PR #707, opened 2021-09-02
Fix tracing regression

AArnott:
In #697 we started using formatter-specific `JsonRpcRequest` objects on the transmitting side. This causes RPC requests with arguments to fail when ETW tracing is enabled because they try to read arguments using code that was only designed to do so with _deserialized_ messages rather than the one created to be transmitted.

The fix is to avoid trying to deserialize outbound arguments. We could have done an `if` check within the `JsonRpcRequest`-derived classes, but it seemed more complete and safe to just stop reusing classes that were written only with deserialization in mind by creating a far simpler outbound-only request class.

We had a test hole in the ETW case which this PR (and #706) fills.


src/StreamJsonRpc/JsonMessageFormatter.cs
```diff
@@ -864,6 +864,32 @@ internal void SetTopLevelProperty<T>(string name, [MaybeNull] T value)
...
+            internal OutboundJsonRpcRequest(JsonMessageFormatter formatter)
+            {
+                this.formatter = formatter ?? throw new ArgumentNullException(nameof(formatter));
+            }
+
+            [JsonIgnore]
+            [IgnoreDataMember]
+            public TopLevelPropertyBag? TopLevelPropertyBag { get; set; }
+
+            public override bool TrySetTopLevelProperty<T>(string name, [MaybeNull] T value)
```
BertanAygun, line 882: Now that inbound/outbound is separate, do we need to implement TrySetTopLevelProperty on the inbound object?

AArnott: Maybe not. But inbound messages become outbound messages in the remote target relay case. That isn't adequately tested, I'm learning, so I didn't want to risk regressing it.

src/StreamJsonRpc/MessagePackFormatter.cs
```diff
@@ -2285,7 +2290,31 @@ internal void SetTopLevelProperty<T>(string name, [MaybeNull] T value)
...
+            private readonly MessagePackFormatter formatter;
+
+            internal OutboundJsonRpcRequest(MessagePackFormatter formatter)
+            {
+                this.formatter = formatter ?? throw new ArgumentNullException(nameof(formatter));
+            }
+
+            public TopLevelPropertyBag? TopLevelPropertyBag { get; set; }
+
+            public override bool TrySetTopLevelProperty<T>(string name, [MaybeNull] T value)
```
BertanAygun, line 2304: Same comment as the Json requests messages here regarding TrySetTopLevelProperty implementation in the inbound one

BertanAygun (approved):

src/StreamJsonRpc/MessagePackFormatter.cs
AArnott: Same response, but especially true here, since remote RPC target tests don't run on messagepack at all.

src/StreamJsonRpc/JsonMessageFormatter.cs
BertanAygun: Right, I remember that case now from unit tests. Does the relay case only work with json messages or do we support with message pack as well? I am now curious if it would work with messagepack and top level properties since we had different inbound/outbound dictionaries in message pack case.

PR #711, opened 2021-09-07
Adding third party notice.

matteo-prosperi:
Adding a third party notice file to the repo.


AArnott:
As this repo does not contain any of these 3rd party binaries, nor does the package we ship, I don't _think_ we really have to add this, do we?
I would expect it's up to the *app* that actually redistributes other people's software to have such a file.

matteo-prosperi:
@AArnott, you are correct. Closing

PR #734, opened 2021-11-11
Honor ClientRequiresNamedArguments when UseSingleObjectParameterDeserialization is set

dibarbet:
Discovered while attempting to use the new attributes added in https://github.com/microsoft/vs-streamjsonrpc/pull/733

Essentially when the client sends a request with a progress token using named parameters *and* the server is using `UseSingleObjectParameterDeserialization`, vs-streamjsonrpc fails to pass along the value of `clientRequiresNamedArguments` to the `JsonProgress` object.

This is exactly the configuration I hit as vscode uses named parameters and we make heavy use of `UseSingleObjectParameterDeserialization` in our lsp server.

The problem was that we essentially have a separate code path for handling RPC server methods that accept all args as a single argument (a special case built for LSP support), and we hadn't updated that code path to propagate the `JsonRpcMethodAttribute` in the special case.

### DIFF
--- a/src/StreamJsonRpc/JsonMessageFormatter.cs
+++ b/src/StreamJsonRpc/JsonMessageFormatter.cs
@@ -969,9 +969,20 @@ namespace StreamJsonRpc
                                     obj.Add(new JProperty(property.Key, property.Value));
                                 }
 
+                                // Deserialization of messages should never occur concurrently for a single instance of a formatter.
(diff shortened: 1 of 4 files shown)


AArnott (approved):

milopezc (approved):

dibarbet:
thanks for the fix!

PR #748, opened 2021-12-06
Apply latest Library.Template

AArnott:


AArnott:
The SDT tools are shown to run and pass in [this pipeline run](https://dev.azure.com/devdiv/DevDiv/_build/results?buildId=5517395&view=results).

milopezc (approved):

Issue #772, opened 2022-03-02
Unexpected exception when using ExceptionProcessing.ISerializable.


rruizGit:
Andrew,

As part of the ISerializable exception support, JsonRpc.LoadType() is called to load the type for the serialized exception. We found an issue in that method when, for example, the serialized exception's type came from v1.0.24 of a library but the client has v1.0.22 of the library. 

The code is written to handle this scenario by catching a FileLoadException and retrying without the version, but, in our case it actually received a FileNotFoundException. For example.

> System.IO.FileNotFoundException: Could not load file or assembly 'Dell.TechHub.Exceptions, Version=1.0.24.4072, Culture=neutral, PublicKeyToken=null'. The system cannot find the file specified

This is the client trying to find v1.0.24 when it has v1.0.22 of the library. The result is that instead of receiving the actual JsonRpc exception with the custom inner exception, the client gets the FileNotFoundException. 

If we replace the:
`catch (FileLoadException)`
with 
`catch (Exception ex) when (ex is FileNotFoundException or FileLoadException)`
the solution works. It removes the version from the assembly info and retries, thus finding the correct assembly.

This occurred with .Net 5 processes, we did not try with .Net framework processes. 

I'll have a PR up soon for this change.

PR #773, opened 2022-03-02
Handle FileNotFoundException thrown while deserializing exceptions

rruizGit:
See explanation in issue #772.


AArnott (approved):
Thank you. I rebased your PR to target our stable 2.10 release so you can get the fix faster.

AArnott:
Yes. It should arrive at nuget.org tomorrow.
------------------------
Work request:
Nothing is to be left out: set down all the records again exactly.

Answer to this problem:
PR #707, opened 2021-09-02
Fix tracing regression

AArnott:
In #697 we started using formatter-specific `JsonRpcRequest` objects on the transmitting side. This causes RPC requests with arguments to fail when ETW tracing is enabled because they try to read arguments using code that was only designed to do so with _deserialized_ messages rather than the one created to be transmitted.

The fix is to avoid trying to deserialize outbound arguments. We could have done an `if` check within the `JsonRpcRequest`-derived classes, but it seemed more complete and safe to just stop reusing classes that were written only with deserialization in mind by creating a far simpler outbound-only request class.

We had a test hole in the ETW case which this PR (and #706) fills.


src/StreamJsonRpc/JsonMessageFormatter.cs
```diff
@@ -864,6 +864,32 @@ internal void SetTopLevelProperty<T>(string name, [MaybeNull] T value)
...
+            internal OutboundJsonRpcRequest(JsonMessageFormatter formatter)
+            {
+                this.formatter = formatter ?? throw new ArgumentNullException(nameof(formatter));
+            }
+
+            [JsonIgnore]
+            [IgnoreDataMember]
+            public TopLevelPropertyBag? TopLevelPropertyBag { get; set; }
+
+            public override bool TrySetTopLevelProperty<T>(string name, [MaybeNull] T value)
```
BertanAygun, line 882: Now that inbound/outbound is separate, do we need to implement TrySetTopLevelProperty on the inbound object?

AArnott: Maybe not. But inbound messages become outbound messages in the remote target relay case. That isn't adequately tested, I'm learning, so I didn't want to risk regressing it.

src/StreamJsonRpc/MessagePackFormatter.cs
```diff
@@ -2285,7 +2290,31 @@ internal void SetTopLevelProperty<T>(string name, [MaybeNull] T value)
...
+            private readonly MessagePackFormatter formatter;
+
+            internal OutboundJsonRpcRequest(MessagePackFormatter formatter)
+            {
+                this.formatter = formatter ?? throw new ArgumentNullException(nameof(formatter));
+            }
+
+            public TopLevelPropertyBag? TopLevelPropertyBag { get; set; }
+
+            public override bool TrySetTopLevelProperty<T>(string name, [MaybeNull] T value)
```
BertanAygun, line 2304: Same comment as the Json requests messages here regarding TrySetTopLevelProperty implementation in the inbound one

BertanAygun (approved):

src/StreamJsonRpc/MessagePackFormatter.cs
AArnott: Same response, but especially true here, since remote RPC target tests don't run on messagepack at all.

src/StreamJsonRpc/JsonMessageFormatter.cs
BertanAygun: Right, I remember that case now from unit tests. Does the relay case only work with json messages or do we support with message pack as well? I am now curious if it would work with messagepack and top level properties since we had different inbound/outbound dictionaries in message pack case.

PR #711, opened 2021-09-07
Adding third party notice.

matteo-prosperi:
Adding a third party notice file to the repo.


AArnott:
As this repo does not contain any of these 3rd party binaries, nor does the package we ship, I don't _think_ we really have to add this, do we?
I would expect it's up to the *app* that actually redistributes other people's software to have such a file.

matteo-prosperi:
@AArnott, you are correct. Closing

PR #734, opened 2021-11-11
Honor ClientRequiresNamedArguments when UseSingleObjectParameterDeserialization is set

dibarbet:
Discovered while attempting to use the new attributes added in https://github.com/microsoft/vs-streamjsonrpc/pull/733

Essentially when the client sends a request with a progress token using named parameters *and* the server is using `UseSingleObjectParameterDeserialization`, vs-streamjsonrpc fails to pass along the value of `clientRequiresNamedArguments` to the `JsonProgress` object.

This is exactly the configuration I hit as vscode uses named parameters and we make heavy use of `UseSingleObjectParameterDeserialization` in our lsp server.

The problem was that we essentially have a separate code path for handling RPC server methods that accept all args as a single argument (a special case built for LSP support), and we hadn't updated that code path to propagate the `JsonRpcMethodAttribute` in the special case.

### DIFF
--- a/src/StreamJsonRpc/JsonMessageFormatter.cs
+++ b/src/StreamJsonRpc/JsonMessageFormatter.cs
@@ -969,9 +969,20 @@ namespace StreamJsonRpc
                                     obj.Add(new JProperty(property.Key, property.Value));
                                 }
 
+                                // Deserialization of messages should never occur concurrently for a single instance of a formatter.
(diff shortened: 1 of 4 files shown)


AArnott (approved):

milopezc (approved):

dibarbet:
thanks for the fix!

PR #748, opened 2021-12-06
Apply latest Library.Template

AArnott:


AArnott:
The SDT tools are shown to run and pass in [this pipeline run](https://dev.azure.com/devdiv/DevDiv/_build/results?buildId=5517395&view=results).

milopezc (approved):

Issue #772, opened 2022-03-02
Unexpected exception when using ExceptionProcessing.ISerializable.


rruizGit:
Andrew,

As part of the ISerializable exception support, JsonRpc.LoadType() is called to load the type for the serialized exception. We found an issue in that method when, for example, the serialized exception's type came from v1.0.24 of a library but the client has v1.0.22 of the library. 

The code is written to handle this scenario by catching a FileLoadException and retrying without the version, but, in our case it actually received a FileNotFoundException. For example.

> System.IO.FileNotFoundException: Could not load file or assembly 'Dell.TechHub.Exceptions, Version=1.0.24.4072, Culture=neutral, PublicKeyToken=null'. The system cannot find the file specified

This is the client trying to find v1.0.24 when it has v1.0.22 of the library. The result is that instead of receiving the actual JsonRpc exception with the custom inner exception, the client gets the FileNotFoundException. 

If we replace the:
`catch (FileLoadException)`
with 
`catch (Exception ex) when (ex is FileNotFoundException or FileLoadException)`
the solution works. It removes the version from the assembly info and retries, thus finding the correct assembly.

This occurred with .Net 5 processes, we did not try with .Net framework processes. 

I'll have a PR up soon for this change.

PR #773, opened 2022-03-02
Handle FileNotFoundException thrown while deserializing exceptions

rruizGit:
See explanation in issue #772.


AArnott (approved):
Thank you. I rebased your PR to target our stable 2.10 release so you can get the fix faster.

AArnott:
Yes. It should arrive at nuget.org tomorrow.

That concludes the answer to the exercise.